21 Ekim 2010 Perşembe

Keşke Korksalardı. 1-3




UEFA Avrupa Ligi L Grubu maçında Beşiktaş, grup liderliği için çıktığı maçta, geçmiş yıllardan belalısı Portekiz ekibi Porto'ya kendi evinde 3-1 yenildi.

Maç büyük bir taraftar şovuyla başladı, KKTC'ye uygulanan futbol engellemesine yönelik balonlu tepkiler ve üst resimdeki "sakın korkma, sadece 132 desibel" yazan pankartlar dikkat çekiciydi.


Maçla birlikte Beşiktaş baskılı başladı oyuna, Guti, Aurelio, Queresma, Holosko, Rüştü gibi önemli eksiklere rağmen iyi bir oyun sergiledi. Yalnız Guti gibi öldürücü paslara sahip birinin ve Queresma gibi yıpratıcı bir oyuncunun eksikliği açıkça görüldü.

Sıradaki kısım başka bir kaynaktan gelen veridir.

PR #1580, opened 2025-04-22
Adding default value column for command args, event fields and struct items

dhchandw:
- Default values can be defined for command args, event fields and struct items. These default values can be accessed through zcl static helpers
- Added tests


paulr34 (approved):

test/gen-matter-1.test.js
```diff
@@ -293,6 +293,19 @@ test(
...
+    // Testing default values for command arguments, event fields and struct items
+    expect(sdkExt).toContain('ProductID - int16u - default_value=0x01')
+    expect(sdkExt).toContain(
+      'RequestorCanConsent - boolean - default_value=false'
+    )
+    expect(sdkExt).toContain(
+      'Struct name: ChannelInfoStruct, Struct Item Name: MajorNumber, Struct Item Type: int16u, Struct Default Value: 0xFFFF'
+    )
+    let eventOut = genResult.content['events.out']
+    expect(eventOut).toContain(
```
brdandu, line 306: Add a not contain test too just to cover negative test cases

zcl-builtin/matter/data-model/chip/channel-cluster.xml
```diff
@@ -54,7 +54,7 @@ limitations under the License.
 
   <struct name="ChannelInfoStruct">
     <cluster code="0x0504"/>
-    <item name="MajorNumber"       type="INT16U"/>
+    <item name="MajorNumber"       type="INT16U" default="0xFFFF"/>
```
brdandu, line 57: what happens if `default=null` ?

brdandu (approved):

PR #1584, opened 2025-04-26
Fix various helpers that were not handling name collisions between global and cluster-specific structs.

bzbarsky-apple:


bzbarsky-apple:
NOTE: the failure on Matter codegen is expected; see comment about the topological sort used not being stable.  So sorting the two arrays of global and non-global structs separately does not produce the same output as sorting them together, and in general adding any struct at all can change the sorting always....

ReneJosefsen (approved):

ethanzhouyc (approved):

tecimovic (approved):

PR #1588, opened 2025-05-02
wait for server

paulr34:


dhchandw (approved):
Assuming it's tested

src-electron/ide-integration/studio-rest-api.js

Kaleci Hakan'ın ne zaman ne tür bir oyun çıkaracağı muamma. Bazen öyle kurtarışlar yapıyor ki "Yahu bu adam niye milli takımda yok?" diyoruz, bazen de öyle hatalı goller yiyor ki, "Bu adam Beşiktaş'ın kalesini nasıl korur?" diyoruz. Bugün, ikinci kısıma dahildi Hakan. Taraftarda ıslıklarla kendisini protesto etti zaten.

Maçın İspanyol hakemi, ilk kırmızı karta kadar, Porto lehine bir görüntü çizdiyse de kırmızı karttan itibaren biraz daha dengeledi kararlarını.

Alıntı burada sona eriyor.